What is needed
Run through the records and, wherever a line holds the word "bernardnormier", return that line.

Stored data

PR #4681, opened 2025-12-04
Rename server state to server status (icegridadmin)

bernardnormier:


cpp/src/IceGrid/Scanner.l
```diff
@@ -213,7 +213,7 @@ namespace IceGrid
         keywordMap["describe"] = ICEGRID_DESCRIBE;
         keywordMap["properties"] = ICEGRID_PROPERTIES;
         keywordMap["property"] = ICEGRID_PROPERTY;
-        keywordMap["state"] = ICEGRID_STATE;
+        keywordMap["status"] = ICEGRID_STATUS;
```
bernardnormier, line 216: Missing from my previous PR.

cpp/src/IceGrid/Parser.h
```diff
@@ -54,15 +54,15 @@ namespace IceGrid
...
+        void statusServer(const std::list<std::string>&);
         void enableServer(const std::list<std::string>&, bool);
         void pidServer(const std::list<std::string>&);
         void propertiesServer(const std::list<std::string>&, bool);
         void listAllServers(const std::list<std::string>&);
 
         void startService(const std::list<std::string>&);
         void stopService(const std::list<std::string>&);
-        void serviceStatus(const std::list<std::string>&);
+        void statusService(const std::list<std::string>&);
```
bernardnormier, line 65: Renamed for consistency.

cpp/src/IceGrid/Scanner.l
InsertCreativityHere, line 216: Should we still support the old `state` keyword for backwards compatibility?
If we wanted to, it would be as simple as adding this one line:
```suggestion
        keywordMap["status"] = ICEGRID_STATUS;
        keywordMap["state"] = ICEGRID_STATUS; // Kept for backwards compatibility
```
No need to muck around with the grammar or parser.

InsertCreativityHere (approved):
Looks good. I think `status` is more expected than `state`.

pepone (approved):

cpp/src/IceGrid/Scanner.l
externl: No.

externl (approved):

Your solution
bernardnormier:
bernardnormier, line 216: Missing from my previous PR.
bernardnormier, line 65: Renamed for consistency.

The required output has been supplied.